Stored data entries
PR #18, opened 2021-10-19
Classes Ball and Lottery were added and methods were implemented.

farfardesu:
Class Ball was added with color and number fields. Also method toStrng was
overriden.
Enum Colors was created.
Method getRandomColor() in class ColorSupplier was implemented.
Lottery class was added with getRandomBall() method.

### DIFF
--- a/src/main/java/core/basesyntax/Color.java
+++ b/src/main/java/core/basesyntax/Color.java
@@ -1,6 +1,6 @@
 package core.basesyntax;
 
-public enum Colors {
+public enum Color {
     RED,
     YELLOW,
     BLACK,
--- a/src/main/java/core/basesyntax/ColorSupplier.java
+++ b/src/main/java/core/basesyntax/ColorSupplier.java
@@ -5,6 +5,6 @@ import java.util.Random;
 public class ColorSupplier {
     public String getRandomColor() {
         Random random = new Random();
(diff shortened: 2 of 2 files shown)


src/main/java/core/basesyntax/Colors.java
```diff
@@ -0,0 +1,12 @@
+package core.basesyntax;
+
+public enum Colors {
```
```suggestion
public enum Color {
```

src/main/java/core/basesyntax/Application.java
```diff
@@ -2,6 +2,12 @@
 
 public class Application {
     public static void main(String[] args) {
-        // create three balls using class Lottery and print information about them in console
+        Ball[] balls = {new Lottery().getRandomBall(),
+                        new Lottery().getRandomBall(),
+                        new Lottery().getRandomBall()};
```
Nick97-git, line 7: let's create a lottery variable one time and call `getRandomBall()` using it. Also, you can move the creation of balls in for loop that you wrote down below but in this case, you will need to use fori loop, not foreach)

Nick97-git (changes requested):

src/main/java/core/basesyntax/Colors.java
```suggestion
public enum Color {
```

Nick97-git (changes requested):

PR #25, opened 2021-10-19
solution is completed

Andrey-Sidorkin:


src/main/java/core/basesyntax/Application.java
```diff
@@ -2,6 +2,12 @@
 
 public class Application {
     public static void main(String[] args) {
-        // create three balls using class Lottery and print information about them in console
+        Ball ball1 = new Lottery().getRandomBall();
+        Ball ball2 = new Lottery().getRandomBall();
+        Ball ball3 = new Lottery().getRandomBall();
+        Ball[] balls = new Ball[] {ball1, ball2, ball3};
```
Sofasmile, line 8: let's do it in the loop

src/main/java/core/basesyntax/Application.java
```diff
@@ -2,6 +2,12 @@
...
+        for (Ball theBall : balls) {
```
Sofasmile, line 9:
```suggestion
        for (Ball ball : balls) {
```

src/main/java/core/basesyntax/Application.java
```diff
@@ -2,6 +2,12 @@
 
 public class Application {
     public static void main(String[] args) {
-        // create three balls using class Lottery and print information about them in console
+        Ball[] balls = new Ball[3];
+        for (int i = 0; i < 3; i++) {
+            balls[i] = new Lottery().getRandomBall();
```
Sofasmile, line 7: let's create object of `new Lottery()` before the loop and use it in the loop
```suggestion
            balls[i] = lottery.getRandomBall();
```

src/main/java/core/basesyntax/Application.java
```diff
@@ -2,6 +2,12 @@
 
 public class Application {
     public static void main(String[] args) {
-        // create three balls using class Lottery and print information about them in console
+        Ball[] balls = new Ball[3];
```
Sofasmile, line 5: better create a constant `NUMBER_OF_BALLS` for number 3 and use it, because now it's a magic number
read more about constants here - https://mate-academy.github.io/style-guides/java/java.html#s5.2.4-constant-names  (constant should have `private static final` modifiers)
```suggestion
        Ball[] balls = new Ball[NUMBER_OF_BALLS];
```

src/main/java/core/basesyntax/Application.java
```diff
@@ -1,10 +1,14 @@
 package core.basesyntax;
 
 public class Application {
+
+    private static int NUMBER_OF_BALLS = 3;
```
Sofasmile, line 5:
```suggestion
    private static final int NUMBER_OF_BALLS = 3;
```

Sofasmile (changes requested):

src/main/java/core/basesyntax/Application.java
Sofasmile: preferable way) 
because when we use `new Lottery()` in for loop we create a new object during each iteration. So when the number of iterations is large, we create a lot of extra objects. We should avoid it

src/main/java/core/basesyntax/Application.java
```diff
@@ -1,7 +1,17 @@
 package core.basesyntax;
 
 public class Application {
+
```
KseniiaMakarova, line 4: remove this redundant empty line please
we don't need empty lines after class declarations or method signatures

src/main/java/core/basesyntax/Application.java
```diff
@@ -1,7 +1,17 @@
...
+    private static final int NUMBER_OF_BALLS = 3;
+
     public static void main(String[] args) {
-        // create three balls using class Lottery and print information about them in console
+        Ball[] balls = new Ball[NUMBER_OF_BALLS];
+        Lottery lottery = new Lottery();
+        for (int i = 0; i < 3; i++) {
```
KseniiaMakarova, line 10: let's use our constant or array length instead of `3`

Andrey-Sidorkin: I've pushed all the changes, but the button "Re-request review" became unclickable. What is the reason?

KseniiaMakarova (approved):

Sofasmile (approved):

PR #29, opened 2021-10-20
Classes Ball, Lottery were implemented. Enum Color was created.

KostyaNikiforov:
And also I changed a returning data type of method getRandomColor in class ColorSupplier to Color.

### DIFF
--- a/src/main/java/core/basesyntax/models/Ball.java
+++ b/src/main/java/core/basesyntax/models/Ball.java
@@ -1,0 +1,18 @@
+package core.basesyntax.models;
+
+import core.basesyntax.models.enums.Color;
+
+public class Ball {
+    private Color color;
+    private byte number;
+
+    public Ball(Color color, byte number) {
+        this.number = number;
+        this.color = color;
+    }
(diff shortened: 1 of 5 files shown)


src/main/java/core/basesyntax/models/Ball.java
```diff
@@ -0,0 +1,18 @@
...
+    private byte number;
+
+    public Ball(Color color, byte number) {
+        this.number = number;
+        this.color = color;
+    }
+
+    @Override
+    public String toString() {
+        return String.format("Color - %s; Number - %d;", this.color.name(), number);
```
KseniiaMakarova, line 16: do we need `this`?

KostyaNikiforov: Why not, it looks pretty

KseniiaMakarova (changes requested):
travis failed
also, let's remove `this` keyword where we don't need it - it reduces readability

KseniiaMakarova (approved):

PR #33, opened 2021-10-20
Lottery was implemented

MTWIB:


src/main/java/core/basesyntax/Application.java
```diff
@@ -2,6 +2,14 @@
...
-        // create three balls using class Lottery and print information about them in console
+        Ball firstBall = new Lottery().getRandomBall();
+        Ball secondBall = new Lottery().getRandomBall();
+        Ball thirdBall = new Lottery().getRandomBall();
+        System.out.println("First ball. Color - " + firstBall.getColor() + ", number - "
+                + firstBall.getNumber() + ".");
+        System.out.println("Second ball. Color - " + secondBall.getColor() + ", number - "
+                + secondBall.getNumber() + ".");
+        System.out.println("Third ball. Color - " + thirdBall.getColor() + ", number - "
+                + thirdBall.getNumber() + ".");
```
KseniiaMakarova, line 13: let's override `toString()` method in `Ball` class where we will return information about balls (remove `first`, `second` words)

src/main/java/core/basesyntax/Application.java
```diff
@@ -2,6 +2,14 @@
 
 public class Application {
     public static void main(String[] args) {
-        // create three balls using class Lottery and print information about them in console
+        Ball firstBall = new Lottery().getRandomBall();
+        Ball secondBall = new Lottery().getRandomBall();
+        Ball thirdBall = new Lottery().getRandomBall();
```
KseniiaMakarova, line 7: what if you were asked to create 50 balls?
let's create Lottery object only once
and then use a loop

src/main/java/core/basesyntax/Colors.java
```diff
@@ -0,0 +1,12 @@
+package core.basesyntax;
+
+public enum Colors {
```
```suggestion
public enum Color {
```
I would recommend to use singular for enum names

src/main/java/core/basesyntax/Lottery.java
```diff
@@ -0,0 +1,10 @@
+package core.basesyntax;
+
+import java.util.Random;
+
+public class Lottery {
+    public Ball getRandomBall() {
+        Ball ball = new Ball(new ColorSupplier().getRandomColor(), new Random().nextInt(100));
+        return ball;
```
KseniiaMakarova, line 8:
```suggestion
        return new Ball(new ColorSupplier().getRandomColor(), new Random().nextInt(100));
```

KseniiaMakarova (changes requested):

src/main/java/core/basesyntax/Application.java
```diff
@@ -2,6 +2,12 @@
 
 public class Application {
     public static void main(String[] args) {
-        // create three balls using class Lottery and print information about them in console
+        int i = 0;
+        Ball ball = new Ball();
+        while (i < 3) {
```
KseniiaMakarova, line 7: `3` should be a constant field because it is a magic number

also, use `for` loop instead

src/main/java/core/basesyntax/Application.java
```diff
@@ -2,6 +2,12 @@
...
+            ball = new Lottery().getRandomBall();
```
KseniiaMakarova, line 8: you are creating a `Lottery` object 3 times

src/main/java/core/basesyntax/Application.java
```diff
@@ -2,6 +2,12 @@
 
 public class Application {
     public static void main(String[] args) {
-        // create three balls using class Lottery and print information about them in console
+        Ball ball = new Ball();
```
Sofasmile, line 5: why do we create the ball before the loop? can we avoid it?

PR #37, opened 2021-10-20
My solution

Eugene-exe:


src/main/java/core/basesyntax/Colors.java
```diff
@@ -0,0 +1,10 @@
+package core.basesyntax;
+
+public enum Colors {
+    H_OTPINK,
+    E_AGLECOLOR,
+    L_INEN,
+    P_URPLE,
+    M_AGENTA,
```
Sofasmile, line 8: why do we use underline after the first letter?

src/main/java/core/basesyntax/Lottery.java
```diff
@@ -0,0 +1,16 @@
...
+    private Random random = new Random();
+    private ColorSupplier colorSupplier = new ColorSupplier();
+
+    public Ball getRandomBall() {
+        Ball ball = new Ball();
+        ball.setColor(colorSupplier.getRandomColor());
+        ball.setNumber(random.nextInt(100));
+        return ball;
+    }
+
```
Sofasmile, line 15: redundant empty line, we should avoid empty lines after last method in the class

Sofasmile (changes requested):
let's create main() and do this part of the task
image

PR #38, opened 2021-10-20
The lottery for ball was created

kateryna-deshchinska:


src/main/java/core/basesyntax/Application.java
```diff
@@ -2,6 +2,10 @@
 
 public class Application {
     public static void main(String[] args) {
-        // create three balls using class Lottery and print information about them in console
+        Ball[] balls = new Ball[3];
```
Sofasmile, line 5: let's create a constant NUMBER_OF_BALLS for the 3 number (now 3 is a magic number)
read more about constants here - https://mate-academy.github.io/style-guides/java/java.html#s5.2.4-constant-names

src/main/java/core/basesyntax/Application.java
```diff
@@ -2,6 +2,10 @@
...
+        for (Ball ball : balls) {
+            ball = Lottery.getRandomBall();
```
Sofasmile, line 7: does this line will set a new ball to the array? try to test it

src/main/java/core/basesyntax/ColorSupplier.java
```diff
@@ -1,7 +1,10 @@
 package core.basesyntax;
 
+import java.util.Random;
+
 public class ColorSupplier {
-    public String getRandomColor() {
-        return null;
+    public static String getRandomColor() {
```
Sofasmile, line 6:
```suggestion
    public String getRandomColor() {
```
we should avoid using `static` with methods

src/main/java/core/basesyntax/Lottery.java
```diff
@@ -0,0 +1,9 @@
+package core.basesyntax;
+
+import java.util.Random;
+
+public class Lottery {
+    public static Ball getRandomBall() {
```
Sofasmile, line 6:
```suggestion
    public Ball getRandomBall() {
```
the same here

src/main/java/core/basesyntax/Ball.java
```diff
@@ -0,0 +1,16 @@
+package core.basesyntax;
+
+public class Ball {
+    static final int NUMBER_OF_BALLS = 3;
```
Sofasmile, line 4:
```suggestion
    private static final int NUMBER_OF_BALLS = 3;

```
better move this constant to the Application class

src/main/java/core/basesyntax/Application.java
```diff
@@ -2,6 +2,11 @@
 
 public class Application {
     public static void main(String[] args) {
-        // create three balls using class Lottery and print information about them in console
+
+        Ball[] balls = new Ball[Ball.NUMBER_OF_BALLS];
+        for (int i = 0; i < balls.length; i++) {
+            balls[i] = new Lottery().getRandomBall();
```
Sofasmile, line 8: let's create `new Lottery ` object before for loop

PR #109, opened 2022-01-14
added Ball, Color, Ball and Lottery class and solved hw

AprioriKS:


src/main/java/core/basesyntax/Lottery.java
```diff
@@ -0,0 +1,11 @@
+package core.basesyntax;
+
+import java.util.Random;
+
+public class Lottery extends ColorSupplier {
+
+    public Ball getRandomBall() {
+        Random random = new Random();
+        return new Ball(random.nextInt(100) + 1, getRandomColor());
```
AlexRozv, line 9: why do you need + 1 here?

src/main/java/core/basesyntax/Lottery.java
```diff
@@ -0,0 +1,11 @@
+package core.basesyntax;
+
+import java.util.Random;
+
+public class Lottery extends ColorSupplier {
+
```
AlexRozv, line 6: let's remove redundant empty line

src/main/java/core/basesyntax/Application.java
```diff
@@ -1,7 +1,13 @@
 package core.basesyntax;
 
 public class Application {
+    private static final int NUMBER_OF_USERS = 3;
```
AlexRozv, line 4: why is it number of users if we should create balls?

src/main/java/core/basesyntax/Application.java
```diff
@@ -1,7 +1,13 @@
...
+
     public static void main(String[] args) {
-        // create three balls using class Lottery and print information about them in console
+        Lottery[] lottery = new Lottery[NUMBER_OF_USERS];
+        for (int i = 0; i < lottery.length; i++) {
+            lottery[i] = new Lottery();
+            System.out.println(lottery[i].getRandomBall());
+        }
```
AlexRozv, line 11: why did you create an array of lotteries? you should create only one lottery instance outside the loop, then instead of array of lotteries you should create an array of balls, inside the loop you should fill your array with random balls and then print all the info about them

AlexRozv (changes requested):

src/main/java/core/basesyntax/Lottery.java
AprioriKS: если 100 оставить то вроде как будет число от 0 до 99, а нам же нужно от 1 до 100

AlexRozv (approved):
well done 👍

PR #115, opened 2022-01-16
added solution to HW Lottery

OlehMytiai:


src/main/java/core/basesyntax/Application.java
```diff
@@ -3,5 +3,14 @@
 public class Application {
     public static void main(String[] args) {
         // create three balls using class Lottery and print information about them in console
```
AlexRozv, line 5: let's remove this comment

src/main/java/core/basesyntax/Application.java
```diff
@@ -3,5 +3,14 @@
...
+        Lottery lottery = new Lottery();
+        Ball firstBall = lottery.getRandomBall();
+        Ball secondBall = lottery.getRandomBall();
+        Ball thirdBall = lottery.getRandomBall();
+
```
AlexRozv, line 10: let's remove redundant empty lines

src/main/java/core/basesyntax/ColorSupplier.java
```diff
@@ -1,7 +1,11 @@
 package core.basesyntax;
 
+import java.util.Random;
+
 public class ColorSupplier {
+    private static final Random RANDOM = new Random();
```
AlexRozv, line 6: it is unnecessary to make it a const

src/main/java/core/basesyntax/Lottery.java
```diff
@@ -0,0 +1,10 @@
+package core.basesyntax;
+
+import java.util.Random;
+
+public class Lottery {
+    public Ball getRandomBall() {
+        ColorSupplier colorSupplier = new ColorSupplier();
+        return new Ball(colorSupplier.getRandomColor(), new Random().nextInt(100));
```
AlexRozv, line 8: why did you create an instance of ColorSupplier, but use Random directly in the return statement? Let's keep our code consistent and use either one of those approaches. (Or create instances for both ColorSupplier and Random, or use both of them directly in return)

AlexRozv (changes requested):

src/main/java/core/basesyntax/Lottery.java
mytiaiov: Copy that

src/main/java/core/basesyntax/Application.java
```diff
@@ -2,6 +2,12 @@
...
 public class Application {
     public static void main(String[] args) {
-        // create three balls using class Lottery and print information about them in console
+        Lottery lottery = new Lottery();
+        Ball firstBall = lottery.getRandomBall();
+        Ball secondBall = lottery.getRandomBall();
+        Ball thirdBall = lottery.getRandomBall();
+        System.out.println("1st " + firstBall.toString());
+        System.out.println("2nd " + secondBall.toString());
+        System.out.println("3rd " + thirdBall.toString());
```
AlexRozv, line 11: let's use for loop here to create and print balls

AlexRozv (changes requested):

src/main/java/core/basesyntax/Application.java
mytiaiov: Is it a good practice to create const variable for count of balls?
Example:
`private static final int NUMBER_OF_BALLS = 3;`

AlexRozv (approved):
good job 👍

PR #118, opened 2022-01-17
Returned ball and number

pikador10:
Implemented lottery successfully

### DIFF
--- a/src/main/java/core/basesyntax/Lottery.java
+++ b/src/main/java/core/basesyntax/Lottery.java
@@ -1,0 +1,12 @@
+package core.basesyntax;
+
+import java.util.Random;
+
+public class Lottery {
+    public String getRandomBall() {
+        Ball ball = new Ball();
+        ball.setColor(new ColorSupplier().getRandomColor());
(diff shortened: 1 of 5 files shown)


src/main/java/core/basesyntax/Lottery.java
```diff
@@ -0,0 +1,12 @@
+package core.basesyntax;
+
+import java.util.Random;
+
+public class Lottery {
+    public String getRandomBall() {
+        Ball ball = new Ball();
+        ball.setColor(new ColorSupplier().getRandomColor());
+        ball.setNumber(new Random().nextInt(101));
+        return ball.toString();
```
AlexRozv, line 10: this method should return ball, not string

AlexRozv (changes requested):

src/main/java/core/basesyntax/Lottery.java
pikador10: Corrected return type of method getRandomBall

AlexRozv (approved):
well done 👍

PR #120, opened 2022-01-17
hw solution

sltnsrh:


src/main/java/core/basesyntax/Application.java
```diff
@@ -2,6 +2,12 @@
 
 public class Application {
     public static void main(String[] args) {
-        // create three balls using class Lottery and print information about them in console
+        Lottery firstBall = new Lottery();
+        Lottery secondBall = new Lottery();
+        Lottery thirdBall = new Lottery();
```
AlexRozv, line 7: let's create only one instance of lottery and use it to create random balls

src/main/java/core/basesyntax/Application.java
```diff
@@ -2,6 +2,12 @@
...
+
+        System.out.println(firstBall.getRandomBall());
+        System.out.println(secondBall.getRandomBall());
+        System.out.println(thirdBall.getRandomBall());
```
AlexRozv, line 11: let's use for loop to create random balls

src/main/java/core/basesyntax/ColorSupplier.java
```diff
@@ -1,7 +1,10 @@
 package core.basesyntax;
 
+import java.util.Random;
+
 public class ColorSupplier {
     public String getRandomColor() {
-        return null;
+        int index = new Random().nextInt(Colors.values().length);
+        return String.valueOf(Colors.values() [index]);
```
AlexRozv, line 8:
```suggestion
        return String.valueOf(Colors.values()[index]);
```

src/main/java/core/basesyntax/Lottery.java
```diff
@@ -0,0 +1,9 @@
+package core.basesyntax;
+
+import java.util.Random;
+
+public class Lottery {
+    public String getRandomBall() {
+        return new Ball(new ColorSupplier().getRandomColor(), new Random().nextInt(100)).toString();
+    }
```
AlexRozv, line 8: this method should return Ball, not a String

AlexRozv (changes requested):

src/main/java/core/basesyntax/ColorSupplier.java
sltnsrh: Can`t understand why: "return null;"  
We need return color value? (Colors.values()[index])

src/main/java/core/basesyntax/Application.java
```diff
@@ -2,6 +2,9 @@
 
 public class Application {
     public static void main(String[] args) {
-        // create three balls using class Lottery and print information about them in console
+        for (int i = 1; i <= 3; i++) {
+            Lottery ball = new Lottery();
```
AlexRozv, line 6: Let's create Lottery instance outside the loop and call it lottery instead of ball

AlexRozv (changes requested):

AlexRozv (approved):
well done 👍

PR #122, opened 2022-01-18
Two classes with methods were added, enum was created

Liubov-Chernohor:


src/main/java/core/basesyntax/Application.java
```diff
@@ -2,6 +2,9 @@
 
 public class Application {
     public static void main(String[] args) {
-        // create three balls using class Lottery and print information about them in console
+        for (int i = 0; i < 3; i++) {
+            Ball ball = new Lottery().getRandomBall();
```
AlexRozv, line 6: let's create Lottery instance outside the loop and use it to create random balls

AlexRozv (changes requested):

PR #902, opened 2023-04-23
 create a simple lottery

DV7Art:


src/main/java/core/basesyntax/Application.java
```diff
@@ -3,5 +3,8 @@
 public class Application {
     public static void main(String[] args) {
         // create three balls using class Lottery and print information about them in console
+        for (int i = 0; i < 3; i++) {
```
sarakhmen, line 6: '3' could be considered as a magic number here. So, I'd recommend creating a constant for this number as described in common mistakes

src/main/java/core/basesyntax/Application.java
```diff
@@ -3,5 +3,8 @@
...
+            System.out.println(i + 1 + ". " + new Lottery().getRandomBall().toString());
```
sarakhmen, line 7: Is it possible to not call toString method here?

src/main/java/core/basesyntax/ColorSupplier.java
```diff
@@ -1,7 +1,10 @@
 package core.basesyntax;
 
+import java.util.Random;
+
 public class ColorSupplier {
     public String getRandomColor() {
-        return null;
+        int randomIndex = new Random().nextInt(Colors.values().length);
```
sarakhmen, line 7: Random is your dependency here, and also an instance of this class is created each time the method is called. So, I'd recommend initializing 'random' in the class field

src/main/java/core/basesyntax/ColorSupplier.java
```diff
@@ -1,7 +1,10 @@
...
+        return Colors.values()[randomIndex].toString();
```
sarakhmen, line 8: as described in common mistakes you should use name() method instead of toString to get string representation of enum

src/main/java/core/basesyntax/Lottery.java
```diff
@@ -0,0 +1,10 @@
+package core.basesyntax;
+
+import java.util.Random;
+
+public class Lottery {
+    public Ball getRandomBall() {
+        int ballCount = 100;
```
sarakhmen, line 7: magic number

src/main/java/core/basesyntax/Lottery.java
```diff
@@ -0,0 +1,10 @@
...
+        return new Ball(new ColorSupplier().getRandomColor(), new Random().nextInt(ballCount));
```
sarakhmen, line 8: random and colorSupplier are also your dependencies here

sarakhmen (changes requested):

src/main/java/core/basesyntax/ColorSupplier.java
```diff
@@ -1,7 +1,17 @@
 package core.basesyntax;
 
+import java.util.Random;
+
 public class ColorSupplier {
+    private final Random random;
+
+    public ColorSupplier(Random random) {
+
```
rovein, line 9: Redundant empty line.

rovein (approved):
Goob job, but pay attention to the empty lines.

> Instructions to follow
Among the records above, which lines hold the word "Sidorkin"? Copy each one.

> Your solution
Andrey-Sidorkin:
Andrey-Sidorkin: I've pushed all the changes, but the button "Re-request review" became unclickable. What is the reason?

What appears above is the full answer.